Happy to know that the issue was resolved. Yes, logs look fine now: .img files can be accessed and I see operations with them.
Cache is still there but it can be accessed as well as the disk.

Hi yaroslav,

Thanks for all your help so far, I've just sent you a PM because we're still not quite there yet - the disk is still locking up although much less frequently. I've collected the logs after a series of failures, I can send them through if it's of any help.

Wed May 27, 2020 2:08 pm

Hi entr0p1,

If there is anything I can assist you with, I will be happy to help you.
Can you just try recreating the disk from scratch? Is there any production there?

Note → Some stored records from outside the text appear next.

PR #1768, opened 2018-06-25
upgraded carbon-factory to v4.2.2

andrewjtait:
This includes a change to support compilation on Windows environments, and required updating paths in the Webpack config.


abramin:
Windows? Does Carbon also support Ubuntu Linux?

andrewjtait:
@abramin it works in Peppermint ;)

entr0p1 · Sun Jun 14, 2020 7:10 am

For anyone who happens across this in future, we got to the bottom of it. There were several contributing factors:

1. The thick-provsion lazy zero VMDK which held the Starwind Volume needed to be a thick-provision eager zero disk
2. Using the LSI SAS controller as the virtual RAID controller for the Starwind VM
3. Applying this fix in the Starwind VM to resolve the virtual RAID controller resets: https://knowledgebase.starwindsoftware. ... ontroller/
4. Updating to the latest build of Virtual SAN

Also pay close attention if you modify the RAID controller in the VM config as Windows will very likely put the disks into a read-only mode when you bring them back online. You can use the following Powershell commands to online the disk and set it to read-write mode:

Code: Select all

set-disk -isOffline $False -Number <DISK ID NUMBER>

Code: Select all

set-disk -isReadOnly $False -Number <DISK ID NUMBER>

You can obtain the Disk ID number from:

Code: Select all

get-disk

Mon Jun 15, 2020 3:24 am

entr0p1,

Thank you for the guide.
I am really happy that the issue was resolved.